The point is that taking the time to sit down with a planner and explain from a specialist’s standpoint why a financial product could be of benefit to clients can be a very important, difference-making exercise, Resch says.
“If I don’t know it, I’m not going to refer it,” he says. “I think advisors have the same way of thinking when it comes to reverse mortgages. If they’ve heard enough and makes sense to them, they think they could use it. But until they know this product, they’re not going to refer it. So we really need to continue doing the webinars [and the educational outreach], but we also need to get in that office, sit with them and make it personal for them in order to show how this could work for their clients.”

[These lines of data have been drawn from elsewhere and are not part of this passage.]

Issue #3633, opened 2024-07-17
(vue) useQuery pause option is not reactive


mrvik:
### Describe the bug

When a reactive property (a ref, computed or reactive) variable is used in the `pause` property, it keeps using the initial value.

### Reproduction

https://stackblitz.com/edit/github-uroxw1-qpmhta?file=package.json

### Urql version

Bug introduced again in >= v1.3.1

### Validations

- [X] I can confirm that this is a bug report, and not a feature request, RFC, question, or discussion, for which [GitHub Discussions](https://github.com/urql-graphql/urql/discussions) should be used
- [X] Read the [docs](https://formidable.com/open-source/urql/docs/).
- [X] Follow our [Code of Conduct](https://github.com/urql-graphql/urql/blob/main/CODE_OF_CONDUCT.md)

angelov-a:
Experiencing the same issue.

PR #3734, opened 2025-01-07
fix(vue): fix variables typing

### LINKED ISSUE #3733: (vue) useQuery loses typing of variables
### Describe the bug

I'm using GraphQL codegen for typing. Here is an MWE (I also made a repo to show the issue -- see the reproduction link):

```typescript
const AllFilmsQuery = graphql(/* GraphQL */ `
  query AllFilmsWithVariablesQuery($first: Int!) {
    allFilms(first: $first) {
      edges {
        node {
          id
        }
      }
    }
  }
`)

// These variables should raise a type error:
useQuery({
  query: AllFilmsQuery,
  variables: { first: null } // wrong type
})
useQuery({
  query: AllFilmsQuery,
  variables: {  } // missing field
})
useQuery({
  query: AllFilmsQuery,
  variables: { foo: 'bar' } // extra field
})
```

The problem comes from [this commit](https://github.com/urql-graphql/urql/commit/d07602d23db0f8ef528181bef467de6bae5acee8). If you revert
```typescript
type MaybeRefObj<T> = T extends {} ? {
    [K in keyof T]: MaybeRef<T[K]>;
} : T;
```
to 
```typescript
type MaybeRefObj<T extends {}> = { [K in keyof T]: MaybeRef<T[K]> };
```
then the type of the variables is correctly inferred, and the above examples produce a type error.

Not sure if one can revert the aforementioned commit without breaking something else... (I can investigate if need be.)

### Reproduction

https://github.com/arkandias/urql-vue-variables-typing-issue

### Urql version

  "dependencies": {
    "@urql/vue": "^1.4.2",
    "graphql": "^16.10.0",
    "vue": "^3.5.13"
  },
  "devDependencies": {
    "@graphql-codegen/cli": "^5.0.3",
    "@graphql-codegen/client-preset": "^4.5.1",
    "@graphql-typed-document-node/core": "^3.2.0",
    "@vitejs/plugin-vue": "^5.2.1",
    "@vue/tsconfig": "^0.7.0",
    "typescript": "~5.6.3",
    "vite": "^6.0.5",
    "vue-tsc": "^2.2.0"
  }

### Validations

arkandias:
## Summary

Resolves #3733 

## Set of changes

Revert type `MaybeRefObj` to its definition before commit [d07602d](https://github.com/urql-graphql/urql/commit/d07602d23db0f8ef528181bef467de6bae5acee8).


arkandias:
Need more discussion to decide what to do (see #3733).

arkandias:
I think this last commit is a good candidate: it fixes the typing problem and does a simple unwrapping of `variables` and `query` as discussed in the related issue.

The CI does not pass because of some incompatibility between Vite versions (not related to the changes I made, I'm baffled...).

Effective methods to connect with financial planners
Obviously the idea of getting into someone else’s office has had to evolve necessarily due to the COVID-19 coronavirus pandemic, so if necessary then it becomes more important to lean on modern technological tools like Skype, FaceTime or Zoom, Resch says. An originator using a mass email to financial advisors may actually be working against themselves to some degree.
“I think a lot of the mistakes that I’m seeing from people trying to get in front of advisors is they’re doing these mass email campaigns,” he says. “That may work, but usually I don’t think it’s going to work. There’s got to be a few things that are going to attract the advisor. [An email] has to be very short and to the point, and it has to look personal. The only emails I read have a very short subject line that I can quickly absorb, and I have to be able to see in that box without opening the email exactly what they’re talking about. And if they don’t grab my interest in that moment, their message is going to be deleted.”
In terms of the best potential way to get in front of an advisor, sometimes the oldest tools can be the best ones, he says.
“Better yet, I think the old phone call is the best route to go,” he says. “In my advising office, I get probably two voice messages a week [compared to sometimes hundreds of emails]. That’s it. And both of those I will listen to because if someone is leaving me a message, my curiosity is up.”